The genus Oxalis, as it occurs in South Africa, is discussed generally in relation to the revision by T.M. Salter (1944).  A brief account is given of Salter’s collecting activities, the distribution and variability of the species, and the problems of classification.  Some new combinations are made.  Particular attention is paid to the section Pardales Salter, and all the 11 species recognised by Salter (many described by him) are combined in one species, namely Oxalis pardalis Jacq.  Two species, Oxalis dentata Jacq. and Oxalis lateriflora Jacq., are reduced under O. livida Jacq.  Similarly Oxalis urbaniana Schltr. and Oxalis callimarginata Weintr. are reduced under Oxalis goniorrhiza Eckl. & Zey.

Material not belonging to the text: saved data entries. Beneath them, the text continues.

PR #3497, opened 2026-07-30
fix: reject Turtle/N3 local names beginning with a dash

### LINKED ISSUE #3403: ttl parser: Local name must not begin with dash
version 7.1.1

[this should not parse](https://w3c.github.io/rdf-tests/rdf/rdf11/rdf-turtle/turtle-syntax-bad-ln-dash-start.ttl)
```python
>>> list(Graph().parse(data="@prefix : <http://www.w3.org/2013/TurtleTests/> \n .:s :p :-o ."))
[(rdflib.term.URIRef('http://www.w3.org/2013/TurtleTests/s'), rdflib.term.URIRef('http://www.w3.org/2013/TurtleTests/p'), rdflib.term.URIRef('http://www.w3.org/2013/TurtleTests/-o'))]
```

Sanjays2402:
Closes #3403

# Summary of changes

The Turtle/N3 `PN_LOCAL` production allows `-` inside a local name but not as its first character. The `notation3` qname scanner began consuming the local name immediately after `:`, so `:-o` parsed as the IRI `<http://example.org/-o>` instead of raising a syntax error:

```python
>>> list(Graph().parse(data="@prefix : <http://www.w3.org/2013/TurtleTests/> \n .:s :p :-o ."))
[(URIRef('...TurtleTests/s'), URIRef('...TurtleTests/p'), URIRef('...TurtleTests/-o'))]
```

`qname()` now raises `BadSyntax` when the character directly after the prefix colon is `-`. Local names that merely contain a dash (`:o-1`) and blank node labels are unaffected. This makes previously-invalid input an error, so it is not backwards compatible for documents that relied on the lenient behaviour, but those documents were never valid Turtle.

The W3C `turtle-syntax-bad-ln-dash-start` and `trig-syntax-bad-ln-dash-start` negative-syntax entries were marked `xfail`; those markers are removed since they now pass.

# Checklist

  the same change.


nicholascar (approved):
Another great syntax error improvement, thanks @Sanjays2402

Issue #3315, opened 2025-11-13
Dataset.__len__() not returning expected count


edmondchuc:
I would have expected the following to return a size of `4` for the dataset, but it returns `3`.

```python
def test_mem_size():
    data = f"""
            <http://example.com/s> <{RDF.type}> <{SKOS.Concept}> <urn:graph:a> .
            <http://example.com/s> <{SKOS.prefLabel}> "Label" <urn:graph:a> .
            <http://example.com/s> <{SKOS.prefLabel}> "Label" <urn:graph:b> .
            <http://example.com/s> <{SKOS.definition}> "Definition" .
        """
    ds = Dataset()
    ds.parse(data=data, format="nquads")
    assert len(ds) == 4

```

Not confirmed yet but the dataset appears to be calculating the total number of triples instead of quads. When I remove one of the two `skos:prefLabel` statements, the count is still 3.

edmondchuc:
This issue is likely related to https://github.com/RDFLib/rdflib/issues/3314.

ghost:
I haven't been able to fix it, but I noticed a few interesting things. method nquads (meaning 4 parameters) but skos definition has three arguments not four. I tried to add a blank node (BNode) to make the skos definition have four arguments, so it wouldn't be rejected in adding to the DataSet due to having only three arguments.

https://github.com/RDFLib/rdflib/compare/main...interestingcoder1:rdflib:main

kiki286:
I took a look and was able to reproduce:

```
len(ds) == 3
len(list(ds)) == 4
len(list(ds.quads((None, None, None, None)))) == 4
```
From what I can tell, Dataset  inherits __len__() from ConjunctiveGraph, whose implementation calls the store length directly in graph.py:2384-2386. For the default in-memory store, Memory.__len__() counts the triples stored in a context in memory.py:568-572, not quads
### Existing documentation

The [Dataset documentation](https://rdflib.readthedocs.io/en/latest/apidocs/examples.datasets/#examples.datasets.graph_1_id) appears to intentionally demonstrate this behavior. The source example in datasets.py:196-205 is the same.

> """
> http://example.com/subject-x, http://example.com/predicate-x, Triple X, http://example.com/graph-1
> http://example.com/subject-y, http://example.com/predicate-y, Triple Y, http://example.com/graph-2
> http://example.com/subject-z, http://example.com/predicate-z, Triple Z, http://example.com/graph-1
[...]

PR #3499, opened 2026-07-31
fix: restrict ConjunctiveGraph.quads() to the requested context

### LINKED ISSUE #3314: Dataset.quads() does not restrict results to specified graph
I'm not sure if the following behaviour is expected or a bug in either `Dataset`/`ConjunctiveGraph` or the `MemoryStore`.

The test below shows that when iterating over quads from a specific graph, statements from other graphs leak into the result, except when using `DATASET_DEFAULT_GRAPH_ID`.

Only the third parameterized test (with `DATASET_DEFAULT_GRAPH_ID`) passes as expected. The first two tests (for named graphs `urn:graph:a` and `urn:graph:b`) incorrectly include statements from other graphs.

```python
import pytest

from rdflib import RDF, SKOS, Dataset, Graph, Literal, URIRef
from rdflib.graph import DATASET_DEFAULT_GRAPH_ID


@pytest.mark.parametrize(
    "graph_name, expected_quads",
    [
        [
            URIRef("urn:graph:a"),
            {
                (
                    URIRef("http://example.com/s"),
                    RDF.type,
                    SKOS.Concept,
                    URIRef("urn:graph:a"),
                ),
                (
                    URIRef("http://example.com/s"),
                    SKOS.prefLabel,
                    Literal("Label"),
                    URIRef("urn:graph:a"),
                ),
            },
        ],
        [
            URIRef("urn:graph:b"),
            {
                (
                    URIRef("http://example.com/s"),
                    SKOS.prefLabel,
                    Literal("Label"),
                    URIRef("urn:graph:b"),
                ),
            },
        ],
        [
            DATASET_DEFAULT_GRAPH_ID,
            {
                (
                    URIRef("http://example.com/s"),
                    SKOS.definition,
                    Literal("Definition"),
                    DATASET_DEFAULT_GRAPH_ID,
                ),
            },
        ],
    ],
)
def test_mem_quads(
    graph_name: URIRef, expected_quads: set[tuple[URIRef, URIRef, Literal, URIRef]]
):
    data = f"""
        <http://example.com/s> <{RDF.type}> <{SKOS.Concept}> <urn:graph:a> .
        <http://example.com/s> <{SKOS.prefLabel}> "Label" <urn:graph:a> .
        <http://example.com/s> <{SKOS.prefLabel}> "Label" <urn:graph:b> .
        <http://example.com/s> <{SKOS.definition}> "Definition" .
    """
    ds = Dataset().parse(data=data, format="nquads")
    quads = set(ds.quads((None, None, None, Graph(identifier=graph_name))))
    assert quads == expected_quads

```

Sanjays2402:
Closes #3314

# Summary of changes

`ConjunctiveGraph.quads()` passed the requested context to `Store.triples()`, but then yielded one quad per context in the store's returned context generator. `Memory.triples()` reports every context a triple appears in, so a triple present in more than one graph leaked quads for the other graphs — `Dataset.quads((None, None, None, <graph>))` returned statements belonging to unrelated named graphs.

When a context is given, only that context is now yielded; the unrestricted case is unchanged. This is a bug fix and should not be backwards incompatible for correct usage.

`test_aggregate2` asserted 6 quads for a graph holding 3 triples that are also present in another graph — it was encoding the leak — and is corrected to 3.

# Checklist

  the same change.


nicholascar:
@Sanjays2402 thanks for fixing this. I think this is one of the (many) small things involved with our long incorrect handling of Dataset, so every PR like this that finds and fixes these issues is important as we try and get comprehensive, correct, handling.

Sanjays2402:
The current head (dd70f7e) is ready to merge. It restricts `Dataset.quads()` to the requested context while preserving the existing all-context behavior, and the regression coverage includes both a shared triple and a context-specific triple. The focused dataset and aggregate-graph tests are green.

edmondchuc:
Hi @Sanjays2402, thank you for the fix. Do you know whether this also fixes https://github.com/RDFLib/rdflib/issues/3315?

Sanjays2402:
No — this PR does not fix #3315. #3499 changes `ConjunctiveGraph.quads()`/`Dataset.quads()` when a context is explicitly requested, so a shared triple is returned only for that requested context. `Dataset.__len__()` still delegates directly to `self.store.__len__()` (the code path involved in #3315), and this PR does not change it. The two issues are related in the broader Dataset handling, but #3315 needs a separate fix and regression test for counting quads across contexts.

rdflib/graph.py
```diff
@@ -2361,8 +2361,14 @@ def quads(
...
-            for ctx in cg:
-                yield s, p, o, ctx
+            if c is not None:
+                # A context was requested, so only that context is relevant;
+                # the store also reports the other contexts the triple
+                # appears in, which must not leak into the result.
+                yield s, p, o, c
+            else:
+                for ctx in cg:
+                    yield s, p, o, ctx
```
edmondchuc, line 2371: Could you please also add regression tests for the default graph case too?

Sanjays2402: Added the default-graph case to `test_quads_restricted_to_requested_graph`, including a triple also present in a named graph so the expected context is explicit. The focused dataset and aggregate-graph tests pass (11 total), and ruff is clean. The default-graph assertion also passes on the pre-fix tree because the Memory store already scopes that lookup; the named-graph cases remain the regression coverage for this change.

edmondchuc: Fantastic, thank you!

edmondchuc (approved):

Keywords: Oxalis, taxonomy, speciation.

Oxalis is particularly well represented in South America, and the species are also a very prominent component of the flora of the Mediterranean region of South Africa.  This region extends from Luderitz in Namibia, southeastwards to near East London on the southeast coast (Bayer, 1974).  Annual precipitation over this area varies enormously from as little as 100 to over 1400mm/annum.  The area is divided by Rutherford and Westfall (1986) into four distinct biomes on the basis of summer aridity, seasonal distribution of rainfall and on plant growth forms.  Both geology and topography vary enormously so that landscape heterogeneity and soil forms provide great habitat contrasts over short distances.  These factors, together with historical events, probably account for the richness of the Cape flora.  Despite the potential and realised weediness (for example: O. pes-caprae L. and O. caprina L.), many species are spectacularly colourful in autumn and winter and are useful and interesting as horticultural subjects.  T.M. Salter (1944) revised the genus on the basis of his own intensive collecting.  His interest in fact started in 1931, and, although he collected until 1957, serious attention to Oxalis continued only until 1942.